La France est en effet au cœur du débat post-#MeToo sur la séparation de l’art de l’artiste, le financement et l’hommage au plus grand succès de Roman Polanski de l’histoire récente, « Un officier et un espion », et la production et la distribution des films de Woody Allen, dont son le dernier en date, « Coup de Chance ».

« Aux États-Unis, lorsque le mouvement #MeToo a émergé avec tous les témoignages des victimes d’Harvey Weinstein, il y a eu une émotion et un sentiment de solidarité presque immédiats à leur égard », explique Brey. « Mais en France, l’empathie est du côté des agresseurs. C’est la culture du viol en France.

Bien que des personnes défendent Depardieu depuis des années, elle affirme que les images montrées dans le documentaire « ont vraiment touché une corde sensible d’une certaine manière et ont été regardées par des gens qui n’avaient probablement pas été intéressés par les histoires diffusées auparavant ».

Alors que les stars françaises ont tendance à rester discrètes lorsqu’il s’agit de commenter les sujets #MeToo de peur de froisser les plumes, l’onde de choc de Depardieu a été telle que des talents célèbres comme Sophie Marceau et Laure Calamy ont pris position contre le comportement de l’acteur. Cependant, d’autres, comme Pierre Richard et Carole Bouquet, ont signé une tribune pour montrer leur soutien à Depardieu, mais ils ont depuis fait marche arrière après avoir appris que la lettre avait été écrite par un artiste proche de l’extrême droite, Yannis Ezziad.

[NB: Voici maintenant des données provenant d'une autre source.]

PR #3703, opened 2026-03-10
refactor(icons): modernize icon system with Phosphor icons

designsats:
# Icon system modernization — Phosphor icons
Replaces the legacy custom icon set with [Phosphor Icons](https://phosphoricons.com/) (phosphor-react-native) across the app, establishing a consistent, maintained icon library as the foundation going forward.

### What changed

Visual change: 
https://github.com/user-attachments/assets/0defbee7-3bed-4d42-b005-8c1d54f8b4ec

### Icon system

- Migrated all icons in GaloyIcon from the old custom set to Phosphor equivalents
- Replaced specific icons with better-fit alternatives:

  - transfer → ArrowsDownUp (vertical swap, more intuitive)
  - pencil → PencilSimpleLine (lighter, cleaner stroke)
  - link (external) → ArrowSquareOut (clearer intent for external links)
  - scan (home screen) → Scan (Phosphor native scan icon)

- Added new Phosphor icons: FingerprintSimple, ArrowsDownUp, PencilSimpleLine, ArrowSquareOut

**Security & privacy screen**
- Added left icons to all three rows: fingerprint (biometric), lock (PIN), eye-slash (hide balance)
- Renamed screen title from "Security and Privacy" → "Security and privacy" to match design

**Settings rows**
- Replaced link icon with arrow-square-out on POS, static QR, and API access rows

PR #3898, opened 2026-07-02
fix(transaction-detail): make tx hash copy & mempool link buttons tappable

### LINKED ISSUE #3732: Transaction detail: copy button and Mempool link not working
## Bug Report

**Description:**

**Steps to reproduce:**
1. Open transaction history

**Screenshot:**

- Type: OnChain (received)
- Status: PENDING
- Account: Bitcoin

**Platform:** iOS

Image

designsats:
## Summary

Fixes #3732 — on the transaction detail screen, the copy and external-link (Mempool / Lightning decoder) icons next to the Transaction Hash and other hash rows did not respond to taps.

## Root cause

The icon actions used `TouchableWithoutFeedback` (from `react-native`), which works by cloning its single child and injecting touch-responder props into it. #3703 swapped the child from `Icon` (a `Text` subclass that forwards unknown props to a native view) to `GaloyIcon`, which destructures a fixed prop list and drops everything else — so the injected responder props never reached a native view and the icons went dead on both platforms.

## Fix

- Replace the `TouchableWithoutFeedback` + wrapping `View` icon actions with a small `IconAction` wrapper around `GaloyIconButton` — the repo's standard tappable icon (already used for the close button). It is `Pressable`-based, so taps register correctly inside the gesture-handler `ScrollView`, and it adds pressed-state opacity feedback, `testProps` IDs and disabled support for free.
- This collapses the 8 duplicated `Pressable` + `hitSlop` + `GaloyIcon` blocks (~60 net lines removed) and removes now-dead styles.
- Add an RNTL regression test asserting the icon action fires its handler when tapped.

## Testing

- `yarn jest __tests__/screens/transaction-detail-*` — green (new `IconAction` press test + existing `typeDisplay` spec).
- `yarn tsc:check` / `eslint` — clean.
- Built and installed the debug variant on an Android emulator; opened OnChain / Lightning transaction details and confirmed the copy and external-link icons respond to taps.
- TODO before merge: verify on iOS (the bug was reported there) and attach before/after screenshots of the row icon alignment.


designsats:
Fixed hitslop 
image

designsats:
@blink-claw-bot review please

designsats:
@blink-claw-bot pushed a fix

designsats:
@blink-claw-bot review please

designsats:
@grimen Should be good to go

openoms:
Review of head 837dd91.

## Real strengths first

- The fix is correct and complete within the file: all 8 icon actions (tx hash explorer/copy, description, LN hash, preimage, payment request decoder/copy, internal id) were converted to `Pressable`, not just the two reported in #3732 ([transaction-detail-screen.tsx:360-574](https://github.com/blinkbitcoin/blink-mobile/blob/837dd917243f9c768982aa20f430c01cd0975005/app/screens/transaction-detail-screen/transaction-detail-screen.tsx#L360-L574)).
- Swept the rest of the app: every other `TouchableWithoutFeedback` (11 files) wraps a plain `View`, which forwards responder props fine, so this screen was the only broken site. No follow-up sweep needed.
- Adjacent hitSlops are exactly abutting, not overlapping (`gap: 10` vs `left: 5 + right: 5`), so the explorer and copy targets can't steal each other's taps.
- `description || ""` to `description ?? ""` and the other nullish tidy-ups are harmless and slightly more correct.
- No mode branches added, no generated files touched, custodial path untouched.

## Important

**I1 - The stated root cause is wrong, and it matters for prevention.**
The description says `TouchableWithoutFeedback` inside a gesture-handler `ScrollView` "doesn't reliably register taps". But the RNGH `ScrollView` has wrapped these rows since Nov 2023 (`ac567804a`) and the buttons worked until #3703. What #3703 actually changed was the child: it swapped `Icon` from react-native-vector-icons (a `Text` subclass that forwards props to a native view) for `GaloyIcon`. `TouchableWithoutFeedback` works by cloning its single child and injecting responder props into it, and `GaloyIcon` destructures a fixed prop list and drops everything else ([galoy-icon.tsx:281-293](https://github.com/blinkbitcoin/blink-mobile/blob/837dd917243f9c768982aa20f430c01cd0975005/app/components/atomic/galoy-icon/galoy-icon.tsx#L281-L293)), so the responder props never reached a native view. Taps were dead on both platforms for that reason alone. The fix is still valid (`Pressable` is its own responder host), but since PRs squash-merge, this incorrect diagnosis becomes permanent history and invites the same bug elsewhere (nothing stops the next `TouchableWithoutFeedback` + custom-component pairing).
**Recommendation:** rewrite the Root cause section of the description to state the real mechanism (GaloyIcon dropping the responder props injected by `TouchableWithoutFeedback`, regressed in #3703's icon swap) before merge.

**I2 - Prose doesn't match the diff (two claims).**
- "Also corrects the payment-request copy handler that was referencing the wrong value": the net diff vs main shows no change there; main already copied `initiationVia?.paymentRequest ?? ""` with the right label. (The apparent change in the commit view is diff-alignment noise from the reflowed JSX.)
- "Add an `iconPressable` style plus `alignSelf`/`marginVertical` tweaks on `valueIcons` so each touch target fills 100% of the input row height": the final code has no `alignSelf`/`marginVertical` on `valueIcons` ([transaction-detail-screen.tsx:631-640](https://github.com/blinkbitcoin/blink-mobile/blob/837dd917243f9c768982aa20f430c01cd0975005/app/screens/transaction-detail-screen/transaction-detail-screen.tsx#L631-L640)); vertical reach comes only from `hitSlop`. The description describes an intermediate revision, not what's being merged.
**Recommendation:** drop the payment-request claim and update the styling paragraph to describe the final approach (`iconPressable` centering + `hitSlop`, `gap` on `valueIcons`).

**I3 - No test pins the fix, and a genuine one is possible here.**
The existing spec only covers the pure `typeDisplay` function ([transaction-detail-screen.spec.ts:6](https://github.com/blinkbitcoin/blink-mobile/blob/837dd917243f9c768982aa20f430c01cd0975005/__tests__/screens/transaction-detail-screen.spec.ts#L6)). A real regression test exists for this bug: on main, the handlers injected by `TouchableWithoutFeedback` are dropped by `GaloyIcon`, so nothing in the rendered tree carries a press handler; with `Pressable`, it does.
**Recommendation:** add an RNTL test that renders the icon action (or the screen), does `fireEvent.press(getByTestId("icon-copy-paste"))` (GaloyIcon already sets `icon-${name}` testIDs) and asserts the clipboard mock was called. It fails against the pre-PR code and passes after, which is exactly the "reverting the fix goes red" bar.

**I4 - Reuse `GaloyIconButton` instead of 8 hand-rolled copies.**
The repo's standard tappable icon, already imported in this file for the close button, is `Pressable`-based (so it equally fixes the bug) and gives for free what the raw blocks lack: pressed-state opacity feedback (#3732 explicitly complains there is no visual response), automatic `testProps` IDs for e2e, disabled support, and built-in hitSlop that an explicit `hitSlop` prop can still override (it is spread after the default, [galoy-icon-button.tsx:116-120](https://github.com/blinkbitcoin/blink-mobile/blob/837dd917243f9c768982aa20f430c01cd0975005/app/components/atomic/galoy-icon-button/galoy-icon-button.tsx#L116-L120)). The current diff repeats an identical ~20-line `Pressable` + `hitSlop` + `GaloyIcon` block 8 times, past the DRY threshold applied in past reviews (extract before the 6th copy, #3818).
**Recommendation:** replace each block with `GaloyIconButton` (or one small local `IconAction` wrapper around it taking `{icon, onPress}`), which collapses ~150 lines and makes the I3 test trivial to target.

## Notes (non-gating)

**N1 - The vertical hitSlop is likely clipped on Android.** RN's documented behavior is that hitSlop never extends past the parent view's bounds, and the parent `valueIcons` row is only icon-height (~22px, centered in the 60px field). So `top: 16, bottom: 16` mostly doesn't materialize on Android and the "fills 100% of the row height" goal isn't met. If that target size is wanted, give `valueIcons` `alignSelf: "stretch"` and let the pressables fill the row height instead of relying on hitSlop.

**N2 - No screenshots.** Icon alignment visibly changed (margins removed, `gap` added, icons flush right). Please add before/after captures as for any UI change.

**N3 - Test plan is Android-only; the bug was reported on iOS** (#3732). Please verify on iOS and say so in the test plan. Related: the reporter noted pending-state buttons give no disabled indication; fine to leave unaddressed, but worth a line in the description if intentional.

**N4 - Stray commit in branch history.** `f103fe684` (`feat(default-balance)`) sits in this branch but its content already landed on main via another squash, so the effective PR diff is clean. Harmless under squash-merge; rebasing it away would tidy the commit list.

**N5 - Bare `Linking.openURL`** in `viewInExplorer` / `viewInLightningDecoder` predates this PR, but since the PR touches these call paths: the repo convention is `openExternalUrl` with catch/fallback (#3899). Fine as a follow-up.

**CI:** the two failed checks (Android/iOS e2e, both 24h timeouts) are the known-flaky Detox runners; no detox spec exercises the transaction-detail icons, so they are not relevant failures and should not gate this.

## Suggested landing order

1. I4 first (swap to `GaloyIconButton` / extracted component) since it subsumes most of the diff.
2. I3's regression test against it.
3. I1 + I2 description fixes before merge, since the squash commit inherits the description.

Nothing here requires re-architecting the change; the core fix is right.

designsats:
@openoms did refactor. I need to take another stab at running ios locally. Its been problematic to test.

kngako (approved):
Code is clean.

kngako:
Testing by copying the payment hash of a receive lightning payment.

image

I have a pending onchain transaction to test out.

kngako:
On a pending received onchain transactions we don't have a copy transaction ID. But it does open mempool.space when the hash is clicked. 

@designsats do you think you can we get a redesign for the pending received onchain transaction so we have two buttons. 1 to copy hash and another to view in explorer? 



image


image

kngako:
Although my transaction had 3 confirmations the app says I have an unclaimed deposit without highlightning what I should do to claim the deposit (if I have to wait for more confirmations it should say that).

image

kngako:
After what appears to be 3 confirmations and a random amount of time I got more details on how to claim the deposit.


image


Interestingly onchain deposits don't appear in the transaction history before they get claimed. Should we have an unclaimed section/filter in the transaction history screen.

image

I am apprently also not able to claim the deposit because "network fees" are too high. Guessing it looks at a percentage of the claimed value because 198 sats for an onchain transaction isn't too high by any other measure (unless it's looking to do a sub 1-sat/vb transaction).

image

kngako:
Refund looks straight forward.

image

kngako:
After transaction confirmed seems the transaction hash being passed to the copy and the open in explorer is wrong. Fix required.



image

grimen (commented):
## Test Coverage Gaps

- The new spec exercises `IconAction` in isolation only; nothing asserts the screen-level wiring, e.g. that tapping copy on the hash row puts the `transactionHash` on the clipboard.

## Code Smells

- `IconAction` is exported from the screen file solely so the spec can import it; testing through the screen (or moving the wrapper next to `GaloyIconButton`) would avoid the test-only export.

Depardieu a polarisé le pays encore plus que la politique d’immigration dure approuvée par le gouvernement Macron à peu près au même moment où le documentaire a été diffusé. Macron, qui était invité à l’émission « C à Vous » en prime time pour discuter du projet de loi sur l’immigration, s’est même prononcé sur le sujet, affirmant que l’acteur « rend la France fière » et qu’il « ne sera jamais vu se lancer dans une chasse à l’homme » parce qu’il croit en la « présomption d’innocence ». Alors que la ministre de la Culture, Rima Abdul Malak, a suggéré que la Légion d’honneur de Depardieu pourrait potentiellement être révoquée en raison de nouvelles accusations d’agression sexuelle, Macron a déclaré que c’était hors de question.

Alors que les retombées de Depardieu se poursuivent, l’org 50/50 a fait pression pour un nouveau plan visant à étendre son atelier existant sur la sécurité au travail au-delà des producteurs, afin que chaque membre de l’équipe et acteur doive désormais suivre la formation de trois jours avant le tournage.

Outre l’atelier et la nomination d’un représentant sur le tournage du harcèlement sexuel, l’organisation 50/50 a également fait pression pour l’embauche d’un coordinateur de l’intimité sur les tournages de films. Brey a été la première réalisatrice de télévision à en imposer une sur son tournage, « Split », qui implique une romance lesbienne.

« Il est de la responsabilité des producteurs d’imposer un coordinateur d’intimité sur les tournages et d’assurer la sécurité de tous », explique Brey. « C’est comme un coordinateur de cascades, c’est une nécessité. »

L’universitaire affirme que même si l’affaire Depardieu disparaît aussi brusquement qu’elle est apparue, elle aura « fait prendre conscience des raisons pour lesquelles la liberté d’expression si chère aux Français ne devrait pas être un laissez-passer gratuit pour le harcèlement sexuel ».